Problem to solve:
Nothing in the entries below may be altered; print them as they stand.

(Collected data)
PR #341, opened 2019-01-16
fix #338 - A class Inheriting from an AliasSeq item is seen as an error

### LINKED ISSUE #338: A class Inheriting from an AliasSeq item is seen as an error
Hopefully this must be in class parsing, not type parsing

```d
import std.meta;
class Base {}
alias Seq = AliasSeq!(Base);
class C : Seq[0] {}     
```

> Expected `{` instead of `[`

BBasile:
`BaseClass` contained a `Type2` so the indexer, since not followed by a `.` was not parsed. Only `Type` can have an indexer followed by nothing. Also get rid of the `BaseClass` node since it was a useless indirection.

### DIFF
--- a/src/dparse/ast.d
+++ b/src/dparse/ast.d
@@ -181,7 +181,6 @@ abstract class ASTVisitor
     /** */ void visit(const AutoDeclarationPart autoDeclarationPart) { autoDeclarationPart.accept(this); }
     /** */ void visit(const BlockStatement blockStatement) { blockStatement.accept(this); }
     /** */ void visit(const BreakStatement breakStatement) { breakStatement.accept(this); }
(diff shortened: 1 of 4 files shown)


Geod24:
Won't that break code though ?

BBasile:
Yes, i confirm the breakage. In dsymbol there will be changes to do. But dsymbol 0.6.z is not used for now so for this this doesn't matter. Next time DCD submodules will be updated this is for a new DCD version too (0.11.0).

BBasile:
Obviously dparse would see its minor version number incremented too.

BBasile:
official D grammar was wrong too, see https://issues.dlang.org/show_bug.cgi?id=19592. So on hold until the specs are fixed.

BBasile:
Will rather be fixed following the change of the dlang.org PR.

PR #345, opened 2019-01-27
fix a range violation while formating ConditionalDeclaration

Basile-z:
And fix a formatting error of `static if`


Basile-z:
This for https://github.com/dlang-community/harbored-mod/issues/100.

PR #191, opened 2014-01-05
Update Maths.wurst

edo494:
Optimized functions min(int, int), min(real, real), max(int, int) and max(real, real)

Now, it just performs return instead of assign and return(don't know if that would get optimized, most likely yes but still)


Cokemonkey11:
@edo494 you have merge conflicts

Frotty:
@peq Will this ever happen ? :D

peq:
It might happen, but maybe we should close this pull-request for now.

PR #391, opened 2015-09-03
Rewrote from scratch.

muzzel:


peq:
This does not look like it is backwards compatible with the old library, so maybe it is better to publish this as a separate library? Or a different package?

I have to work on integrating some dependency management into Wurst.

Frotty:
Who used the old crappy library? :palm_tree:

Crigges:
I don't

peq:
It is not just about this package: In general we have to make the standard library smaller and move more things (or everything) to external, versioned dependencies. I don't like the current situation where adding a function to the standard library can break someones code just by upgrading Wurst. 

But yeah, as long as I did not implement the tools to make this work we can also merge this into the standard library.

Frotty:
So this won't be a problem for the next 1-2 years :shell:

peq:
let's see :dolphin:

muzzel:
I thought about providing an additional constructor with the same signature as the old one, but in the oly library there are unused constructor arguments and I definitely wont add sh*t like that only for compatibility.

Answer to this exercise:
PR #341, opened 2019-01-16
fix #338 - A class Inheriting from an AliasSeq item is seen as an error

### LINKED ISSUE #338: A class Inheriting from an AliasSeq item is seen as an error
Hopefully this must be in class parsing, not type parsing

```d
import std.meta;
class Base {}
alias Seq = AliasSeq!(Base);
class C : Seq[0] {}     
```

> Expected `{` instead of `[`

BBasile:
`BaseClass` contained a `Type2` so the indexer, since not followed by a `.` was not parsed. Only `Type` can have an indexer followed by nothing. Also get rid of the `BaseClass` node since it was a useless indirection.

### DIFF
--- a/src/dparse/ast.d
+++ b/src/dparse/ast.d
@@ -181,7 +181,6 @@ abstract class ASTVisitor
     /** */ void visit(const AutoDeclarationPart autoDeclarationPart) { autoDeclarationPart.accept(this); }
     /** */ void visit(const BlockStatement blockStatement) { blockStatement.accept(this); }
     /** */ void visit(const BreakStatement breakStatement) { breakStatement.accept(this); }
(diff shortened: 1 of 4 files shown)


Geod24:
Won't that break code though ?

BBasile:
Yes, i confirm the breakage. In dsymbol there will be changes to do. But dsymbol 0.6.z is not used for now so for this this doesn't matter. Next time DCD submodules will be updated this is for a new DCD version too (0.11.0).

BBasile:
Obviously dparse would see its minor version number incremented too.

BBasile:
official D grammar was wrong too, see https://issues.dlang.org/show_bug.cgi?id=19592. So on hold until the specs are fixed.

BBasile:
Will rather be fixed following the change of the dlang.org PR.

PR #345, opened 2019-01-27
fix a range violation while formating ConditionalDeclaration

Basile-z:
And fix a formatting error of `static if`


Basile-z:
This for https://github.com/dlang-community/harbored-mod/issues/100.

PR #191, opened 2014-01-05
Update Maths.wurst

edo494:
Optimized functions min(int, int), min(real, real), max(int, int) and max(real, real)

Now, it just performs return instead of assign and return(don't know if that would get optimized, most likely yes but still)


Cokemonkey11:
@edo494 you have merge conflicts

Frotty:
@peq Will this ever happen ? :D

peq:
It might happen, but maybe we should close this pull-request for now.

PR #391, opened 2015-09-03
Rewrote from scratch.

muzzel:


peq:
This does not look like it is backwards compatible with the old library, so maybe it is better to publish this as a separate library? Or a different package?

I have to work on integrating some dependency management into Wurst.

Frotty:
Who used the old crappy library? :palm_tree:

Crigges:
I don't

peq:
It is not just about this package: In general we have to make the standard library smaller and move more things (or everything) to external, versioned dependencies. I don't like the current situation where adding a function to the standard library can break someones code just by upgrading Wurst. 

But yeah, as long as I did not implement the tools to make this work we can also merge this into the standard library.

Frotty:
So this won't be a problem for the next 1-2 years :shell:

peq:
let's see :dolphin:

muzzel:
I thought about providing an additional constructor with the same signature as the old one, but in the oly library there are unused constructor arguments and I definitely wont add sh*t like that only for compatibility.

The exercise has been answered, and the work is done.